This paragraph discusses the role and impact of air gaps in magnetic circuits. The lecturer explains that air gaps can be inherent in the structure of some applications like electrical machines, where the rotor is separated from the stator by an air gap. In other applications, such as reactors or inductors, air gaps are intentionally introduced to prevent saturation, which can lead to loss of permeability and power. The air gap increases the reluctance of the circuit, requiring a higher magnetizing current to achieve the same magnetic field density. The concept is illustrated with a comparison of magnetization curves for circuits with and without air gaps. The lecturer also touches on the protective role of air gaps against abnormal conditions that could lead to saturation and damage.

05:03

πŸŒ€ Fringing Effect and Magnetizing Current

The second paragraph delves into the concept of fringing, which is the spreading out of magnetic field lines as they pass through an air gap, increasing the effective cross-sectional area of the gap. The lecturer notes that this effect can be neglected if the air gap is very small. The paragraph continues with an example comparing two magnetic circuits: one without an air gap and one with a small air gap. The example demonstrates that the circuit with an air gap requires a significantly higher excitation current to achieve the same magnetic field density as the one without an air gap. The lecturer concludes by emphasizing that even a small air gap can concentrate a large portion of the magnetomotive force, indicating that most of the energy is stored in the air gap.

Mindmap

Keywords

πŸ’‘Magnetic Circuit

A magnetic circuit is a closed path through which magnetic flux passes, typically consisting of a magnetic core and an air gap. In the video, the magnetic circuit is central to understanding how energy conversion occurs, especially when discussing the impact of an air gap. The script mentions that the magnetic field lines flow through both the magnetic material and the air gap, highlighting the importance of the magnetic circuit in maintaining the field.

πŸ’‘Air Gap

An air gap is a physical separation between two components of a magnetic circuit, which can be a natural part of the structure or intentionally added for design purposes. The script explains that in electrical machines, the air gap exists between the rotor and the stator, and it requires more magnetomotive force to maintain the same magnetic field lines, which is crucial for the operation of such machines.
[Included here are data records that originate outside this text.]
PR #626, opened 2023-12-14
UTC-176-C32 Adding lowercase double thorn/wynn

macchiati:
Adding 2 characters (listed in the doc as the following but only the capitals are new)
```
A7D2;LATIN CAPITAL LETTER DOUBLE THORN;Ll;0;L;;;;;N;;;;A7D3;
A7D3;LATIN SMALL LETTER DOUBLE THORN;Ll;0;L;;;;;N;;;A7D2;;A7D2
A7D4;LATIN CAPITAL LETTER DOUBLE WYNN;Ll;0;L;;;;;N;;;;A7D5;
A7D5;LATIN SMALL LETTER DOUBLE WYNN;Ll;0;L;;;;;N;;;A7D4;;A7D4
```

PR #628, opened 2023-12-15
Revert "UTC-176-C32 Adding lowercase double thorn/wynn"

markusicu:
Reverts unicode-org/unicodetools#626 because these characters are only provisionally assigned. They are not approved for Unicode 16.0, so we cannot have their data on the unicodetools main branch. See https://www.unicode.org/alloc/Pipeline.html and RMG https://github.com/unicode-org/utc-release-management/issues/54


echeran (approved):
rslgtm

Issue #627, opened 2023-12-14
Modify MakeUnicodeFiles


macchiati:
Currently all the scripts require clearing out various directories, and copying certain files at the end. This could be built into MakeUnicodeFiles for ease of use.

https://github.com/unicode-org/unicodetools/blob/main/docs/pipeline.md#scripts

PR #636, opened 2023-12-20
Add MakeUnicodeFiles.java option

macchiati:
https://github.com/unicode-org/unicodetools/issues/627

Adds option to clean directory before building, then copy relevant files after building, as per issue

### DIFF
--- a/unicodetools/src/main/java/org/unicode/text/UCD/MakeUnicodeFiles.java
+++ b/unicodetools/src/main/java/org/unicode/text/UCD/MakeUnicodeFiles.java
@@ -60,23 +60,22 @@ public class MakeUnicodeFiles {
 
     public static void main(String[] args) throws IOException {
 
-        boolean clean = Arrays.asList(args).contains("-c");
+        boolean cleanAndCopy =
+                Arrays.asList(args).contains("-c"); // clean Bin & copy changed output
 
-        if (clean) {
+        if (cleanAndCopy) {
 
             // Remove the bin file so that changes to the dev directory aren't ignored
             // The index unicode properties (eg Alphabetic.bin) don't need to be removed
             // because they are rebuilt if the source files change
 
             File binFile =
-                    new File(
-                            Settings.Output.GEN_DIR + "BIN",
-                            "UCD_Data" + Settings.latestVersion + ".bin");
+                    new File(Settings.Output.BIN_DIR, "UCD_Data" + Settings.latestVersion + ".bin");
             binFile.delete();
 
-            // remove the old files in the output directory
+            // Remove the old files in the output directory
 
-            Files.walk(Path.of(Settings.Output.GEN_DIR + "UCD"))
+            Files.walk(Path.of(Settings.Output.GEN_UCD_DIR))
                     .sorted(Comparator.reverseOrder())
                     .map(Path::toFile)
                     .forEach(File::delete);
@@ -84,7 +83,7 @@ public class MakeUnicodeFiles {
 
         generateFile();
 
-        if (clean) {
+        if (cleanAndCopy) {
 
             // Copy the important changed files to dev directory
 
@@ -108,7 +107,12 @@ public class MakeUnicodeFiles {
                     .forEach(
                             x -> {
                                 Path targetDir = targetBase.resolve(sourceBase.relativize(x));
-                                System.out.println(++fileCount.value + ") Moving:\t" + x + "\tto\t" + targetDir);
+                                System.out.println(
+                                        ++fileCount.value
+                                                + ") Moving:\t"
+                                                + x
+                                                + "\tto\t"
+                                                + targetDir);
                                 try {
                                     Files.move(x, targetDir, StandardCopyOption.REPLACE_EXISTING);
                                 } catch (IOException e) {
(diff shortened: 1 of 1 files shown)


unicodetools/src/main/java/org/unicode/text/UCD/MakeUnicodeFiles.java
```diff
@@ -53,7 +59,66 @@ public class MakeUnicodeFiles {
...
         generateFile();
+
+        if (clean) {
+
+            // Copy the important changed files to dev directory
+
+            Path sourceBase = Path.of(Settings.Output.GEN_DIR + "UCD/" + Settings.latestVersion);
+            Path targetBase =
+                    Settings.UnicodeTools.DataDir.UCD.asPath(Settings.LATEST_VERSION_INFO);
+            // Path.of(Settings.SRC_UCD_DIR + Settings.NEXT_VERSION_FOLDER_NAME);
```
macchiati, line 94: Hmmm. This is left over, should remove.

unicodetools/src/main/java/org/unicode/text/UCD/MakeUnicodeFiles.java
```diff
@@ -53,7 +59,64 @@ public class MakeUnicodeFiles {
...
+
+        if (clean) {
+
+            // Remove the bin file so that changes to the dev directory aren't ignored
+            // The index unicode properties (eg Alphabetic.bin) don't need to be removed
+            // because they are rebuilt if the source files change
+
+            File binFile =
+                    new File(
+                            Settings.Output.GEN_DIR + "BIN",
```
markusicu, line 73:
```suggestion
                            Settings.Output.BIN_DIR,
```

unicodetools/src/main/java/org/unicode/text/UCD/MakeUnicodeFiles.java
```diff
@@ -53,7 +59,64 @@ public class MakeUnicodeFiles {
...
+                            "UCD_Data" + Settings.latestVersion + ".bin");
+            binFile.delete();
+
+            // remove the old files in the output directory
+
+            Files.walk(Path.of(Settings.Output.GEN_DIR + "UCD"))
```
markusicu, line 79:
```suggestion
            Files.walk(Path.of(Settings.Output.GEN_UCD_DIR))
```

unicodetools/src/main/java/org/unicode/text/UCD/MakeUnicodeFiles.java
```diff
@@ -53,7 +59,64 @@ public class MakeUnicodeFiles {
...
+                    .forEach(File::delete);
+        }
+
         generateFile();
+
+        if (clean) {
+
+            // Copy the important changed files to dev directory
+
+            Path sourceBase = Path.of(Settings.Output.GEN_DIR + "UCD/" + Settings.latestVersion);
```
markusicu, line 91:
```suggestion
            Path sourceBase = Path.of(Settings.Output.GEN_UCD_DIR + Settings.latestVersion);
```

unicodetools/src/main/java/org/unicode/text/UCD/MakeUnicodeFiles.java
```diff
@@ -53,7 +59,64 @@ public class MakeUnicodeFiles {
     static boolean DEBUG = false;
 
     public static void main(String[] args) throws IOException {
+
+        boolean clean = Arrays.asList(args).contains("-c");
```
markusicu, line 63: How about a more self-explanatory option string, something like "--cleanBin" ?

unicodetools/src/main/java/org/unicode/text/UCD/MakeUnicodeFiles.java
```diff
@@ -53,7 +59,64 @@ public class MakeUnicodeFiles {
...
+
+            Files.walk(Path.of(Settings.Output.GEN_DIR + "UCD"))
+                    .sorted(Comparator.reverseOrder())
+                    .map(Path::toFile)
+                    .forEach(File::delete);
+        }
+
         generateFile();
+
+        if (clean) {
```
markusicu, line 87: I find it surprising/confusing that the "clean" option should also drive copying the files back to the input.

It would be better to make another new option like "--changesToInput" .

markusicu (commented):
nice functionality!

unicodetools/src/main/java/org/unicode/text/UCD/MakeUnicodeFiles.java
markusicu: ping -- longer option names make reading and documenting command lines much easier

unicodetools/src/main/java/org/unicode/text/UCD/MakeUnicodeFiles.java
markusicu: ping -- I really think it would be better to make a second option, with another readable option name (not just renaming the Java variable)

josh-hadley (approved):

unicodetools/src/main/java/org/unicode/text/UCD/MakeUnicodeFiles.java
josh-hadley: I don't disagree with @markusicu but from the standpoint of practicality, do we see ourselves or anyone else using one option without the other?

macchiati:
Markus, I'm going to go ahead and merged. It it comes to the point where someone needs 2 options (or more options need to be added) I can do additional work then.

PR #645, opened 2024-01-10
Partially test consistency of grapheme cluster segmentation with canonical equivalence, and fix it for LGCs

eggrobin:
Towards #522.

This would have caught the issue reported by Charlotte Buff in https://www.unicode.org/L2/L2023/23159-pubrev.html#ID20230502072316, as well as unicode-org/properties#229.

In fact, it caught the corresponding issue for Tulu-Tigalari (which only affects _legacy_ grapheme clusters). See the failures in https://github.com/unicode-org/unicodetools/pull/645/commits/85eca4e4760cb9b369b992fc2cbdee10aa719a8d.

PR #646, opened 2024-01-10
Show invariant test results in the diff

### LINKED ISSUE #612: Show invariant test failures on UnicodeInvariantTest.txt
Having to run them locally to figure out what went wrong gets annoying (see https://github.com/unicode-org/unicodetools/pull/607#issuecomment-1808998728 but I have also been repeatedly annoyed) and takes time.

This can be done by making the GitHub workflow emit a `::error` line for each failure.

eggrobin:
See it in action [here](https://github.com/unicode-org/unicodetools/pull/646/commits/03b74f241ad1b7978773ca4d357c6a09c48ccd39#diff-c2f2f053bbaa14f43053e3fb81a8afd67add46a4be1377d3e411f0500b40dabf), I obviously don’t want to check in invariant test failures.

Split out from #645 since we will probably not merge that one before UTC-178. Fix #612.


unicodetools/src/main/java/org/unicode/text/UCD/TestUnicodeInvariants.java
```diff
@@ -435,16 +437,26 @@ private static void equivalencesLine(String line, ParsePosition pp) throws Parse
             ++testFailureCount;
             printErrorLine("Test Failure", Side.START, testFailureCount);
         }
+        final List<String> errorMessage = new ArrayList<>();
```
markusicu, line 440: Nit/optional: It seems like a container should have a plural name. Maybe errorMessageLines?

markusicu (approved):
looks plausible

markusicu (approved):
tnx

Issue #502, opened 2023-06-15
Use the UCD properties in the JSPs


eggrobin:
Instead of those from ICU.

Repeatedly discussed, blocks #432.

From Mark in PAG:
> Minor: [:Script=Ethi:]&[:L:]-[ሀ-ሆለ-ቆቈቊ-ቍበ-ኆኈኊ-ኍነ-ኮኰኲ-ኵኸ-ኾወ-ዎዐ-ዖዘ-ዮደ-ዷጀ-ጎጐጒ-ጕጠ-ፆፈ-ፗ]-[:Changes_When_NFKC_Casefolded:]-[:Identifier_Status=Restricted:]
Used to work and doesn’t now. The last set needs to be [:Identifier_Statusβ=Restricted:]
Identifier_Status is one of the few UCD properties that ICU doesn’t support, so it needs to use the UCD properties. However, we’re talking about just converting to always use UCD props, so we shouldn’t spend time on it.

eggrobin:
Interesting discovery while working on this: The pile of .bin files in https://github.com/unicode-org/unicodetools/tree/main/UnicodeJsps/src/main/resources/org/unicode/jsp/props is *not* at Unicode 15.1, it has stuff from 16.0 (such as Myanmar Extended-C), because that was merged already when the .bin files were built.

But that is OK, because we don’t actually use the cached props at all, the ICU props get there first.

For the sake of my own sanity I will proceed on this issue (and #432) ignoring this attempt at caching entirely. We’ll see if we need to do caching (hopefully correct caching that we actually use) once we get there.

eggrobin:
Well, we have caching in IndexUnicodeProperties already, so that covers that.

eggrobin:
> But that is OK, because we don’t actually use the cached props at all, the ICU props get there first.

Actually we do use it in some random places, so for instance it leaks here. What a mess.

https://util.unicode.org/UnicodeJsps/list-unicodeset.jsp?a=%5B%5Cx%7B116D0%7D%5D&g=&i=

PR #647, opened 2024-01-13
Move VersionedProperty to its own file

eggrobin:
Towards #432 and #502.

I want to do #432 (versioned property support in the JSPs) together with #502 (using unicodetools properties rather than ICU properties and properties badly reverse-engineered from ICU in the JSPs), otherwise we would lose the capability to have β properties.

That means splitting out the VersionedProperty class which is currently in the invariants test to someplace more reasonable for use in the JSPs.

I am trying to make this a « no functional change » PR, so while I am touching weird usages in UTS39-related generators that were reaching into the tests, I am not going to try to improve those.
The changes to VersionedProperty are minimal to get things to compile. They are quite hard to review because of the move, so I want to make any meaningful changes (and I will need to make changes for #432) in a separate PR; again I am trying very hard not to improve anything here. See https://goomics.net/119/.

### DIFF
--- a/unicodetools/src/main/java/org/unicode/text/UCD/VersionedProperty.java
+++ b/unicodetools/src/main/java/org/unicode/text/UCD/VersionedProperty.java
@@ -1,0 +1,141 @@
+package org.unicode.text.UCD;
+
+import com.ibm.icu.dev.util.UnicodeMap;
+import com.ibm.icu.text.SymbolTable;
+import com.ibm.icu.text.UnicodeSet;
+import java.text.ParsePosition;
+import java.util.Map;
+import java.util.Set;
+import org.unicode.props.IndexUnicodeProperties;
+import org.unicode.props.UnicodeProperty;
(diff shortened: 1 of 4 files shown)


unicodetools/src/main/java/org/unicode/text/UCD/VersionedProperty.java
```diff
@@ -0,0 +1,141 @@
...
+import org.unicode.text.utility.Settings;
+
+public class VersionedProperty {
+    private String propertyName;
+    private String version;
+    private UnicodeProperty.Factory propSource;
+    private UnicodeProperty property;
+    private final transient PatternMatcher matcher = new UnicodeProperty.RegexMatcher();
+
+    private static final Set<String> TOOL_ONLY_PROPERTIES =
```
macchiati, line 22: BTW, just checked in changes to a PR so that the normalization code can use the IndexUnicodeProperties.

macchiati (approved):

PR #648, opened 2024-01-13
Fix the handling of multivalued properties in IndexUnicodeProperties and UnicodeProperty

eggrobin:
DRAFT: failing test only


macchiati (dismissed):
Looks good. Lots of tech debt there. (Making some progress on removing the old UCD.java. Once that is done I think we can simplify/update lots of code.

macchiati (approved):
Good fixes, thanks.

PR #651, opened 2024-01-16
Emoji 16.0 alpha data

nedley:
Rather than going through the traditional provisional -> draft -> final candidate stages, especially since the new characters have already been added to UCD, I’m speedrunning directly to final candidate for 16.0. First set the VM argument `-Demoji-beta=true` as usual to grab the keywords and proposals for the candidates. For Sark, add the sequence alone to emoji-sequences.txt (the other fields are populated automatically) and the proposal to proposalData.txt. For the rest, add to candidateData.txt and emojiOrdering.txt as usual for final. Finally, run GenerateEmoji.java a couple of times until the age of the new characters is correct. I may have forgotten an intermediate stage due to debugging, but I believe that’s it.


unicodetools/src/main/java/org/unicode/tools/emoji/EmojiAnnotations.java
```diff
@@ -97,18 +97,7 @@ public EmojiAnnotations(
             } else if (outShortName.value.contains(Annotations.BAD_MARKER)) {
                 status = Status.gender;
             }
-            // workaround: 15.1 sequences have commas instead of pipes
```
nedley, line 100: No longer needed since CLDR has the fixed data.

markusicu (approved):
looks plausible, but I don't understand every bit; maybe wait a little for Mark to review as well?

unicodetools/src/main/resources/org/unicode/tools/emoji/proposalData.txt
```diff
@@ -1870,6 +1870,17 @@
...
+1FA89; L2/23-256; harp
+1FA8F; L2/23-259; shovel
+1FABE; L2/23-255; leafless tree
+1FAC6; L2/23-258; fingerprint
+1FADC; L2/23-257; root vegetable
+1FADF; L2/23-261; splatter
+1FAE9; L2/23-260; face with bags under eyes
+
+# https://www.unicode.org/L2/L2023/23157.htm#176-A6
+1F1E8 1F1F6; MISSING; Sark
```
nedley, line 1882: Jennifer would rather I not link to the ESC report as I was doing before, so until I can add action items to the DocRegistry class this will have to do.

unicodetools/src/main/java/org/unicode/tools/emoji/ProposalData.java
```diff
@@ -122,7 +122,7 @@ public Set<String> getProposals(String source) {
 
     public String formatProposalsForHtml(Collection<String> proposals) {
         if (proposals == null || proposals.isEmpty()) {
-            return "MISSING";
+            return "&mdash;";
```
nedley, line 125: As I believe Tolstoy wrote, every missing proposal is missing in its own way.

unicodetools/src/main/resources/org/unicode/tools/emoji/proposalData.txt
macchiati: Rather than 'MISSING', you could put AUTO or something to indicate that it is required by policy

macchiati (approved):

PR #657, opened 2024-01-18
Fix the IndexUnicodeProperties Joining_Type

eggrobin:
Treat column 2 of ArabicShaping.txt as an unofficial contributory property and Joining_Type as a derived property in IndexUnicodePropertySource. When retiring ToolUnicodePropertySource, we should switch to using that derivation.

See [the test failure prior to the fix](https://github.com/unicode-org/unicodetools/pull/657/commits/616a9484cd1ad45308dce5e728eff44b5f928df6#diff-c2f2f053bbaa14f43053e3fb81a8afd67add46a4be1377d3e411f0500b40dabf).

### DIFF
--- a/unicodetools/src/main/java/org/unicode/props/UcdProperty.java
+++ b/unicodetools/src/main/java/org/unicode/props/UcdProperty.java
@@ -29,6 +29,7 @@ import org.unicode.props.UcdPropertyValues.NFD_Quick_Check_Values;
 import org.unicode.props.UcdPropertyValues.NFKC_Quick_Check_Values;
 import org.unicode.props.UcdPropertyValues.NFKD_Quick_Check_Values;
 import org.unicode.props.UcdPropertyValues.Numeric_Type_Values;
+import org.unicode.props.UcdPropertyValues.Other_Joining_Type_Values;
 import org.unicode.props.UcdPropertyValues.Script_Values;
 import org.unicode.props.UcdPropertyValues.Sentence_Break_Values;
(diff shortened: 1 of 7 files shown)


macchiati (changes requested):
clever approach. A few items:
The UcdProperty and UcdProperty values are generated by GenerateEnums, so that needs to be modified to produce the right values. Otherwise the next time it is run, the changes will be overridden.

Short term, I think making the derived property "occupy" field 1 is a clever hack. Longer term I think we need to add a better mechanism for derived IndexUnicodeProperties.

eggrobin:
> The UcdProperty and UcdProperty values are generated by GenerateEnums, so that needs to be modified to produce the right values. Otherwise the next time it is run, the changes will be overridden.

I ran GenerateEnums already (a CI check tests that it does not change anything).

> I think we need to add a better mechanism for derived IndexUnicodeProperties.

We have plenty of those in IndexUnicodeProperties.txt already, see e.g. https://github.com/unicode-org/unicodetools/blob/77e3ce601ff2970b1a9b8bc7cf5d9445fd4554e5/unicodetools/src/main/resources/org/unicode/props/IndexUnicodeProperties.txt#L124-L143

eggrobin:
> making the derived property "occupy" field 1 is a clever hack

You may have misread that line of IndexUnicodeProperties.txt, it is

**DerivedJoiningType**; Joining_Type; 1

that is, we are getting it from the derived file (like the other derived properties), where it actually does reside in field 1.

macchiati (approved):

markusicu (approved):

PR #660, opened 2024-01-19
Another script from the future

eggrobin:
The same procedure as #443.

See L2/24-004 and L2/24-013.


unicodetools/src/main/java/org/unicode/text/UCD/UCD_Types.java
```diff
@@ -607,12 +607,13 @@ public interface UCD_Types {
             Sunuwar = 170,
             Todhri = 171,
             Tulu_Tigalari = 172,
-            // Provisionally assigned
+            // Provisionally assigned and proposed
```
markusicu, line 610: nit/optional
```suggestion
            // Provisionally assigned or proposed
```

markusicu (dismissed):

markusicu (approved):

PR #667, opened 2024-01-20
There can only be one MySymbolTable

eggrobin:
Inspired by #66, and by the fact that I wasted time while working on #659 editing a class MySymbolTable that is only used in a broken test.


unicodetools/src/test/java/org/unicode/propstest/TestXUnicodeSet.java
eggrobin, line 1: Actually there are no tests left in this file, so I should delete it.

srl295 (approved):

πŸ’‘Magnetomotive Force (MMF)

Magnetomotive force is the driving force that creates a magnetic field in a magnetic circuit. The script uses the term to illustrate that an air gap in a magnetic circuit necessitates a higher MMF to achieve the same magnetic field density as a circuit without an air gap, demonstrating the increased effort required to maintain the magnetic field across the gap.

πŸ’‘Reluctance

Reluctance is a measure of how much a material opposes the establishment of a magnetic field and is the magnetic equivalent of electrical resistance. The video script mentions that adding an air gap increases the reluctance of the magnetic circuit, which in turn requires a higher magnetizing current to achieve the same magnetic field density.

πŸ’‘Saturation

Saturation in a magnetic circuit refers to the point at which the magnetic material can no longer increase its magnetization even with an increase in magnetizing force. The script explains that an air gap can be added to a magnetic circuit to avoid saturation, which can lead to loss of permeability and power.

πŸ’‘Magnetic Field Density (B)

Magnetic field density, often represented by the symbol B, is a measure of the strength of the magnetic field. The script uses the term to discuss the requirement of a higher magnetizing current in a magnetic circuit with an air gap to achieve the same magnetic field density of 0.6 Tesla as compared to a circuit without an air gap.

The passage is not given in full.